**WHAT TO DO:**
Count up the lines in the listing below that hold "tool", and answer with the total alone.

*** Begin section ***

PR #190, opened 2017-10-18
Optimize output

q384566678:

### DIFF
--- a/cmd/oci-image-tool/create.go
+++ b/cmd/oci-image-tool/create.go
@@ -72,7 +72,12 @@ func createHandle(context *cli.Context) error {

*** End section ***

**RESPONSE FOR THIS EXERCISE:**
2